Tu peux joindre des documents à une conversation pour que l’IA en tienne compte. La règle absolue : le fichier natif n’est jamais transmis, même si l’API du fournisseur accepte les pièces jointes. Trust6 lit le document localement, en extrait le texte, le masque comme le reste, et n’envoie que ça.

Joindre un fichier

  1. Clique le trombone dans le composer et choisis ton fichier.
  2. Une carte apparaît avec le nom du fichier, sa taille et son statut d’extraction.
  3. Une fois extrait, le document devient le contexte de la conversation : il accompagne chaque envoi tant qu’il est attaché. Son retrait est un clic (et il est journalisé).

Formats pris en charge

  • Texte : .txt, .md, .csv
  • Word : .docx
  • PDF contenant du texte (un PDF numérisé en images, sans couche texte, ne peut pas être lu : l’app le dira plutôt que de deviner)

Ce qui part réellement

À l’envoi, le texte extrait est analysé par le moteur local, masqué, puis inséré dans un bloc neutre et numéroté (« DOCUMENT JOINT 1 »). Deux détails qui comptent :

  • Le nom du fichier n’est jamais envoyé : « Contrat-Tremblay-final.docx » resterait un renseignement en soi.
  • Les jetons sont les mêmes que dans tes messages : si « Jean Tremblay » est PERSON_001 dans ta conversation, il l’est aussi dans le document joint. Les correspondances sont stables par voûte.

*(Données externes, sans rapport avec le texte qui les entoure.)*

PR #1215, opened 2025-01-17
fix: improve error management on initial auth, fixed an infinite loop when migration fails

gdorsi:


packages/jazz-tools/src/implementation/createContext.ts
```diff
@@ -128,129 +128,106 @@ export async function createJazzContext<Acc extends Account>(
 ): Promise<JazzContext<Acc>>;
 export async function createJazzContext<Acc extends Account>(
   options: ContextParamsWithAuth<Acc> | BaseContextParams,
-): Promise<JazzContext<Acc>> {
-  // eslint-disable-next-line no-constant-condition
-  while (true) {
```
gdorsi, line 133: Removed the `while (true) {` and the inner try/catch blocks

PR #1216, opened 2025-01-18
fix: phone theme drives light/dark mode in Demo Auth

boorad:
this is huge


bensleveritt:
Thanks for your contribution! It looks good to me, so I'll merge in!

Tu peux le vérifier toi-même après un envoi : ouvre « Voir la charge utile réseau » et lis le bloc du document, masqué, tel que le fournisseur l’a reçu.

Si le fichier ne peut pas être lu

Un fichier corrompu ou non pris en charge reçoit une carte « Non exploitable », et l’envoi est bloqué tant que cette carte est attachée. Un contenu que l’app ne sait pas lire ne part jamais tel quel : c’est le principe fail-closed. Retire la carte, et l’envoi repart.